Perdana Menteri Jepang, Shigeru Ishiba, menegaskan bahwa Jepang akan menekankan prinsip “keadilan” dalam setiap diskusi terkait nilai tukar dengan Amerika Serikat. Hal ini disampaikannya dalam sebuah acara bincang-bincang di NHK, di tengah memanasnya perhatian global terhadap pembicaraan perdagangan bilateral antara kedua negara, menyusul kebijakan tarif Presiden Donald Trump.
Ishiba menyebutkan bahwa Tokyo terbuka untuk meningkatkan impor energi dari AS serta bersikap fleksibel terhadap tuduhan Washington mengenai hambatan non-tarif di sektor otomotif Jepang.
Trump secara mengejutkan ikut serta dalam putaran pertama pembicaraan perdagangan Jepang-AS pada Rabu lalu dan menyebut adanya “kemajuan besar”. Ia juga menyuarakan keinginannya agar negosiasi mencakup isu manipulasi mata uang, menuding Jepang sengaja melemahkan yen demi keuntungan eksportirnya.
Namun, Ishiba menegaskan bahwa pembahasan soal mata uang akan dilakukan oleh Menteri Keuangan Jepang, Katsunobu Kato, dan mitranya dari AS, Scott Bessent. “Kita harus melihat masalah ini dari sudut pandang keadilan,” ujarnya. Ia tidak memberikan penjelasan lebih lanjut soal posisi Jepang jika diminta untuk bekerja sama dalam memperkuat yen.
Selama ini, Jepang membantah tuduhan bahwa mereka sengaja melemahkan yen. Bahkan, pemerintah sempat melakukan intervensi di pasar valuta asing tahun lalu guna mendukung mata uangnya, yang sempat melemah cukup dalam.

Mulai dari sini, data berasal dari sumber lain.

PR #14, opened 2016-07-22
SI support for vROps DCC

bfrggit:
Included in this pull request are
1. `liota/dcc/dcc_base.py`
2. `liota/dcc/vrops.py`
3. `liota/utilities/si_unit.py`

Work done on those files
1. Added an abstract method `publish_unit` for the base DCC class.
2. Added implementation for this method in vROps. Units are sent to vROps using `set_properties`.
3. Added an `si_unit.py` in utilities, that contains necessary methods to parse unit into prefix and name strings. Testing codes are provided to demonstrate the parser works for units listed in SI standard documents, and the output names are consistent with those in SI documents. For derived units not listed in the documents, we deliver our best effort to parse them.
4. Improved formatting in `vrops.py` for two methods - they were indented with two spaces per level, and I changed that two four spaces.

Tested working in my VM.

Two units not supported by pint currently:
1. kat (You will have to use 'mol / s')
2. Sv (It is actually supported but it is implemented as an alias of Gy. Pint will always output its name as Gy for *gray* instead of Sv, though.)


liota/dcc/dcc_base.py
```diff
@@ -53,4 +53,8 @@ def subscribe(self):
         pass
 
     def create_metric(self, gw, details, unit, sampling_function, sampling_interval_sec=10, aggregation_size=6):
+        self.publish_unit(gw, details, unit)
```
pmasrani: should we make unit as an optional parameter, as not everything might have one (e.g., count of open file handles, etc) and passing null does not seem very intuitive? (Not actually related to your current changes.)

liota/utilities/si_unit.py
```diff
@@ -0,0 +1,324 @@
...
+
+    return ts
+
+#---------------------------------------------------------------------------
+# This is primary method that should be imported in vROps DCC, or any future
+# DCC that has or requires unit support, in order to parse unit parameter
+# passed through create_metric call.
+
+def parse_unit(unit):
+    pf = None
```
pmasrani: A lot of names in this CL seem to be non-intuitive (pf, un, ts etc.) and require a lot of effort to understand the meaning. Can you change the variable names?

liota/utilities/si_unit.py
```diff
@@ -0,0 +1,324 @@
...
+    ]
+unit_tables = lambda ureg: [
+        units_table_1(ureg),
+        units_table_2(ureg),
+        units_table_3(ureg),
+        units_table_4(ureg)
+    ]
+
+
+# Testing code
```
pmasrani: Generally, testing code is in a separate file/package/folder (which ideally do not even get installed along with the package installation from pip). Should we separate this out?

liota/utilities/si_unit.py
```diff
@@ -0,0 +1,324 @@
...
+def main():
+    ureg = pint.UnitRegistry()
+    print_split = "-" * 76
+
+    # Base units and examples of derived units defined in SI standard documents
+    def parse_unit_with_color(un):
+        pf = "\033[1;36mnull\033[0m"
```
pmasrani: These values are not intuitive, can you please add  a comment what do they mean?

liota/dcc/dcc_base.py
bfrggit: Maybe, but that would require a change to the interface because optional parameters cannot go before mandatory ones. I would say, that sounds reasonable but probably not a high priority one now.

liota/utilities/si_unit.py
bfrggit: Thanks. Will do this. Please see changes in next commit.

liota/utilities/si_unit.py
bfrggit: Do we have any place to put in testing code now?

liota/utilities/si_unit.py
bfrggit: Will improve this.

liota/utilities/si_unit.py
```diff
@@ -0,0 +1,238 @@
...
+    # Attempt to extract prefix using base unit conversion
+    tuple_base = ureg.get_base_units(unit)
+    if tuple_base[0] == 1: # Base unit, or simple combo of several base units
+        if tuple_base[1] != ureg.dimensionless:
+            obj_unit = unit
+    else: # Prefixed unit, or non-SI unit
+        try:
+            str_prefix = _get_prefix(tuple_base[0])
+            obj_unit = tuple_base[1]
+            # if re.compile("\s").search(str(obj_unit)) is not None:
```
pmasrani: commented code, remove.

test/si_unit.py
```diff
@@ -0,0 +1,147 @@
...
+        str_prefix, str_unit_name = parse_unit_with_color(obj_unit)
+        print "  " + (c_bold("%s") + " - %s, %s") % (
+                obj_unit,
+                str_prefix,
+                str_unit_name
+            )
+
+    print print_split
+
+# if __name__ == "__main__":
```
pmasrani: commented code, remove.

GregBollella:
Looks reasonable to me.

liota/dcc/vrops.py
```diff
@@ -155,26 +156,25 @@ def publish(self, metric):
         self.con.send(message)
 
     def init_relations(self, gw):
-      """ This function initializes all relations between gateway and it's children.
-          It is called after each object's UUID is received.
+        """ This function initializes all relations between gateway and it's children.
```
KohliDev: I am not sure if the spaces are added intentionally. Please use a python code editor to format the code.

KohliDev: Also please change the permission of utility.py back to original.

bfrggit: It was intentional. Because originally it was 2 spaces per level - only for these two methods, which was not consistent which any part of the same file or any file in the repo.

pmasrani:
Ship It!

Kato dijadwalkan berangkat ke Washington minggu ini untuk menghadiri pertemuan para menteri keuangan G20 di sela-sela acara IMF. Di sana, ia juga dijadwalkan bertemu Bessent untuk membahas perdagangan bilateral lebih lanjut.
Peluang Impor Energi AS
Beberapa pengamat memperkirakan Jepang bisa memanfaatkan kepemilikannya atas surat utang AS – yang mencapai lebih dari $1 triliun – sebagai alat negosiasi. Namun, Kato sudah menyatakan bulan ini bahwa Jepang tidak akan menggunakan hal itu sebagai senjata dagang.

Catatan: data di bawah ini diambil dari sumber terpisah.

PR #16, opened 2016-07-29
Metric should be able to receive callbacks that are bound methods written in python.

d0ivanov:
When you pass an instance method to create_metric, it is improperly called with two arguments since thce current check is whether or not the callback requires arguments or not. All instance methods in python require at least one parameter to be passed to them (the instance on which the method is called).


GregBollella:
Thanks for spotting this!

KohliDev:
Hello @d0ivanov ,

I think this pull request is out-dated due to the recent liota refactoring. Please raise a new pull request, if you still figure out that bug exist.

Thanks,
Kohli

PR #17, opened 2016-07-29
MQTT Support and basic example

KohliDev:
Basic MQTT support added to liota with QoS=1. An example has been added to showcase the use of this package to collect values in the respective queue from various devices (things) using MQTT protocol. In future, we also plan to add an example for publishing data from Gateway to DCC component using MQTT protocol. The code has been tested by creating dummy channels on test.mosquitto.org. 
Also, the usage of lambda function has been shown in order to pass parameters to user defined methods (UDM).
 Detailed comments are provided in the example file.

### DIFF
--- a/examples/dk300_edge_system_iotcc_graphite.py
+++ b/examples/dk300_edge_system_iotcc_graphite.py
@@ -205,6 +205,7 @@ if __name__ == '__main__':
     except RegistrationFailure:
         print "Registration to IOTCC failed"
 
+    # Multiple DCC support
     # Sending data to an alternate data center component (e.g. data lake for analytics)
     # Graphite is a data center component
     # Socket is the transport which the agent uses to connect to the graphite instance


liota/transports/mqtt.py
```diff
@@ -52,21 +54,30 @@ def __init__(self, url, port):
...
+        log.info("Message {0} sent on topic {1}".format(str(message), str(topic)))
 
     def subscribe(self, topic):
+        log.info("Subscribed to topic {0}".format(str(topic)))
         self.client.subscribe(topic, qos=1)
+        thread.start_new_thread(self.loop_thread, ())
+
+    def loop_thread(self):
         self.client.loop_forever()
+        pass
```
bfrggit: Why do we need a pass here?

liota/transports/mqtt.py
```diff
@@ -52,21 +54,30 @@ def __init__(self, url, port):
...
         self.client = paho.Client()
+        self.subscribe = self.subscribe
+        self.publish = self.publish
         self.client.on_message = self.on_message
         self.client.on_publish = self.on_publish
         self.client.on_subscribe = self.on_subscribe
         self.connect_soc()
         TransportLayer.__init__(self)
 
     def connect_soc(self):
```
bfrggit: Why is this method named `connect_soc`?

liota/transports/mqtt.py
```diff
@@ -52,21 +54,30 @@ def __init__(self, url, port):
         self.url = url
         self.port = port
         self.client = paho.Client()
+        self.subscribe = self.subscribe
+        self.publish = self.publish
```
bfrggit: It looks weird... What do these two lines do?

example/sampleProp.conf
```diff
@@ -1,6 +1,10 @@
 WebSocketUrl = "Webesocket-URL"
 vROpsUID = "Username"
 vROpsPass = "Password"
+MqttServer = "Mqtt-IP"
+MqttPort = "Mqtt-Port"
```
bfrggit: This kind of naming kind of suggests that we plan to use the same MQTT broker for device->gateway and for gateway->DCC communication. Is this our plan?

liota/transports/mqtt.py
GregBollella: Looking at line 76 and in the sample program it seems to me that the model is one thread per topic/metric. If so. then we need to re-architect this solution because of the max thread limitation. If not, then please point our where I am mistaken. 

Possibly the more scalable architecture is to have a single thread listening on all topics and pushing messages to the correct queue?


Greg

bfrggit: Looking at Ln 73-80 in the user app, I think we are going to subscribe on a big topic and use that `message_callback_add` to add call-backs to differentiate between sub-topics.

I haven't done this before, but it seems that `subscribe` will happen only once per user app.

example/vrops_mqtt.py
```diff
@@ -0,0 +1,122 @@
...
+    mqtt_conn = Mqtt(config['MqttServer'], config['MqttPort'])
+    # subscribe to the base mqtt channel example "SmartBuilding/#"
+    mqtt_conn.subscribe(config['MqttChannel'])
+    # add a message callback to the client of mqtt_conn object
+    # glass panel call back method added to the mqtt client to listen
+    # on specific sub-channel example "SmartBuilding/GlassPanel"
+    mqtt_conn.client.message_callback_add(config['MqttSubChannel1'], callback_glass_panel)
+    # solar lights call back method added to the mqtt client
+    # to listen on specific sub-channel example "SmartBuilding/SolarLights"
+    mqtt_conn.client.message_callback_add(config['MqttSubChannel2'], callback_solar_lights)
```
bfrggit: Ln 77 and Ln 80 operate on mqtt_conn.client directly from the user app, which does not look elegant.

example/sampleProp.conf
```diff
@@ -1,6 +1,10 @@
...
+MqttChannel = "Mqtt_channel"
+MqttSubChannel1 = "Mqtt_sub_channel_1"
```
winniex1: To coordinate your example code, MqttSubChannel2 is better to be listed also.

example/vrops_mqtt.py
winniex1: Agree. Could we provide a wrapper which just let user subscribe topic with queue? The MQtt transport can be in charge of dealing with mqtt.client, adding callbacks, dealing with received topic-based messages, and UDM can just read queue.

example/vrops_mqtt.py
```diff
@@ -0,0 +1,122 @@
...
+    else:
+        print "vROPS resource not registered successfully"
+
+    # Solar light device registered
+    solar_lights_device = Device(config['Device2Name'], 'Read', gateway)
+    vrops_solar_device = vrops.register(solar_lights_device)
+    if vrops_solar_device.registered:
+        # solar_lights queue passed as parameter to UDM get_value()
+        solar_metric = vrops.create_metric(vrops_solar_device, "Solar Lights", unit=None, sampling_interval_sec=0,
+                                            aggregation_size=1, sampling_function=lambda :get_value(solar_lights_queue))
```
winniex1: This is very useful! good example.

liota/transports/mqtt.py
GregBollella: Got it. If subscribe happens only once per user app maybe ok for now but what about when every metric potentially is a user app (considering the evolving package design). We have to make sure not to bind a thread to a metric or even to a device.

liota/transports/mqtt.py
winniex1: in old version, it's self.client.subscribe = self.subscribe, do you mean that?

PR #19, opened 2016-08-05
AWS IoT Integration & TLS Support in MQTT

diwanc:
**TLS Feature**
- Adding TLS support and certificate validations in current MQTT implementation
- Adding identity layer to encapsulate gateway identity and TLS configurations
- Making keepalive parameter configurable
- Updating client certification validation method
- Adding sample MQTT configurations

**AWS IoT DCC**
- DCC for AWS leveraging [AWS IoT SDK](https://github.com/aws/aws-iot-device-sdk-python)
- MessagingAttributes class for holding transport specific messaging parameters Eg: Topic, QoS etc.,
- Example to publish data from LIOTA to AWS IOT platform via AWS DCC


example/aws_iot/home_temp_simulated.py
```diff
@@ -0,0 +1,108 @@
...
+
+if __name__ == '__main__':
+    gateway = Dk300(config['Gateway1Name'])
+
+    #  Using Identity layer for holding details related to authentication
+    identity = Identity(config['RootCAPath'], config['ClientCertPath'], config['PrivateKeyPath'], None, None)
+
+    #  Connecting to AWS
+    #  These are standard steps to follow to connect with AWS IoT using AWS IoT SDK
+    mqtt_client = AWSIoTMQTTClient(config['ClientName'])
```
pmasrani: I guess by defining a common DCC layer, we are trying to avoid these exact steps. All these operations can be performed within AWSIoT.__init__() method so that the end client code is simplified.

example/sampleProp.conf
```diff
@@ -7,6 +7,33 @@ GraphiteIP = "Graphite-IP"
 GraphitePort = None
 Device1Name = "Device-Name"
 
+#MQTT Configurations
```
pmasrani: This file is growing too big and most of the parameters can be irrelevant to other examples. We can create sections like [AWS], [VROPS] etc or can make altogether new config file say, aws_sampleProp.conf if nothing is shared.

diwanc: Will move AWS props to a new conf file

example/aws_iot/home_temp_simulated.py
diwanc: Makes sense. Will look at optimizing this.

diwanc:
Will leverage refatored codebase for further commits. Closing this.

PR #21, opened 2016-08-23
Gateway name made part of the uuid.ini file

KohliDev:
Gateway name with uuid made part of the uuid.ini file


bfrggit:
Looks good.

liota/dcc/vrops.py
```diff
@@ -128,8 +128,10 @@ def on_receive_safe(msg):
                             try:
                                 uuid_path = config.get('UUID_PATH', 'uuid_path')
```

“Hubungan ini dibangun atas dasar kepercayaan, stabilitas ekonomi global, dan stabilitas ekonomi kedua negara,” jelas Ishiba saat ditanya kemungkinan menyebut kepemilikan utang AS dalam pembicaraan.
Trump sendiri telah memberlakukan tarif 24% atas sejumlah ekspor Jepang ke AS. Meskipun tarif tersebut masih ditangguhkan hingga awal Juli, tarif universal 10% dan bea masuk 25% untuk mobil tetap berlaku – beban berat bagi Jepang yang sangat bergantung pada ekspor kendaraan.
Menurut laporan Nikkei Asia, Jepang saat ini mempertimbangkan pelonggaran standar keselamatan otomotifnya sebagai bagian dari upaya negosiasi.
Selama ini, Washington menganggap regulasi keselamatan Jepang sebagai hambatan non-tarif, meski pihak Jepang dan sejumlah analis berpendapat bahwa mobil AS memang kurang cocok dengan kondisi jalan dan preferensi pengemudi Jepang.
Ishiba menyatakan bahwa memang ada perbedaan standar keselamatan antara Jepang dan AS. Namun ia menegaskan, “Kami perlu memastikan bahwa peraturan keselamatan kami tidak dianggap tidak adil.”
Di sisi lain, Ishiba juga membuka peluang investasi Jepang yang lebih besar di sektor energi AS. “Australia saat ini adalah pemasok LNG terbesar Jepang, dan AS berada di posisi keempat. Saya rasa ada potensi peningkatan impor dari AS. Pertanyaannya: bisakah AS menjamin pasokan yang stabil?”